Note: The directory specified by --data at runtime is assumed to contain three subdirectories, corresponding to the NGC resources specified in Models and Sample Data: orsi, monai_tool_seg_model and ssd_model. These resources will be automatically downloaded to the Holohub data directory when building the application.

Quick Start Guide

Using AJA Card or Replayer as I/O

./dev_container build_and_run ai_surgical_video

Using Holoscan Sensor Bridge as I/O

When using the workflow with --source hsb, it requires the Holoscan Sensor Bridge software to be installed. You can build a Holoscan Sensor Bridge container using the following commands:

git clone https://github.com/nvidia-holoscan/holoscan-sensor-bridge.git
cd holoscan-sensor-bridge
git checkout hsdk-3.0
./docker/build.sh

This will build a docker image called hololink-demo:2.0.0.
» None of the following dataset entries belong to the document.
PR #310, opened 2016-12-12
Do not pass innerRef to the component

mkhazov:
Avoid
```Warning: Unknown prop `innerRef` on <textarea> tag. Remove this prop from the element. For details, see https://fb.me/react-unknown-prop```

### CODE REVIEW

File: src/models/StyledComponent.js [hunk 1]
```diff
@@ -84,7 +84,7 @@ export default (ComponentStyle: Function) => {
         const propsForElement = {}
         /* Don't pass through non HTML tags through to HTML elements */
         Object.keys(this.props)
```
mxstbr: I like that!

PR #317, opened 2016-12-17
Add support for numbers in objects

### LINKED ISSUE #283: Numbers in objects don't get a unit appended
I'm trying to migrate my app from aphrodite (which uses objects) to 💅, but I have some issues. 

For example [this object](https://i.imgur.com/4wfwMMa.png) gets compiled to [this](https://i.imgur.com/BSp2c3K.png).

The problem is it's not adding "px" where it's supposed to.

Once you have built the Holoscan Sensor Bridge container, you can build the Holohub container using the following command:

./dev_container build_and_run --base_img hololink-demo:2.0.0 --img holohub:link ai_surgical_video

Advanced Usage

Building the Application

First, you need to run the Holohub container:

./dev_container launch --img holohub:link 

Then, you can build the workflow using the following command:

./run build ai_surgical_video

Running the Application

Use Holohub Container from Outside of the Container

Using the Holohub container, you can run the workflow without building it again:

./dev_container build_and_run --base_img hololink-demo:2.0.0 --img holohub:link --no_build ai_surgical_video

However, if you want to build the workflow, you can just remove the --no_build flag:

./dev_container build_and_run --base_img hololink-demo:2.0.0 --img holohub:link ai_surgical_video

Use Holohub Container from Inside the Container

First, you need to run the Holohub container:

./dev_container launch --img holohub:link 

To run the Python application, you can make use of the run script:

./run launch ai_surgical_video

Alternatively, you can run the application directly:

cd <HOLOHUB_SOURCE_DIR>/workflows/ai_surgical_video/python
python3 ai_surgical_video.py --source hsb --data <DATA_DIR> --config <CONFIG_FILE>

TIP: You can get the exact "Run command" along with "Run environment" and "Run workdir" by executing:

./run launch ai_surgical_video --dryrun

Command Line Arguments

The application accepts the following command line arguments:

Argument Description Default
-s, --source Source of video input: replayer, aja, or hsb replayer
-c, --config Path to a custom configuration file config.yaml in the application directory
-d, --data Path to the data directory containing model and video files Uses the HOLOHUB_DATA_PATH environment variable
--headless Run in headless mode (no visualization) False
--fullscreen Run in fullscreen mode False
--camera-mode Camera mode to use [0,1,2,3] 0
--frame-limit Exit after receiving this many frames No limit
--hololink IP address of Hololink board 192.168.0.2
--log-level Logging level to display 20
--ibv-name IBV device to use First available InfiniBand device
--ibv-port Port number of IBV device 1
--expander-configuration I2C Expander configuration (0 or 1) 0
--pattern Configure to display a test pattern (0-11) None
--ptp-sync After reset, wait for PTP time to synchronize False
--skip-reset Don't call reset on the hololink device False

Benchmarking

Please refer to Holoscan Benchmarking for how to perform benchmarking for this workflow.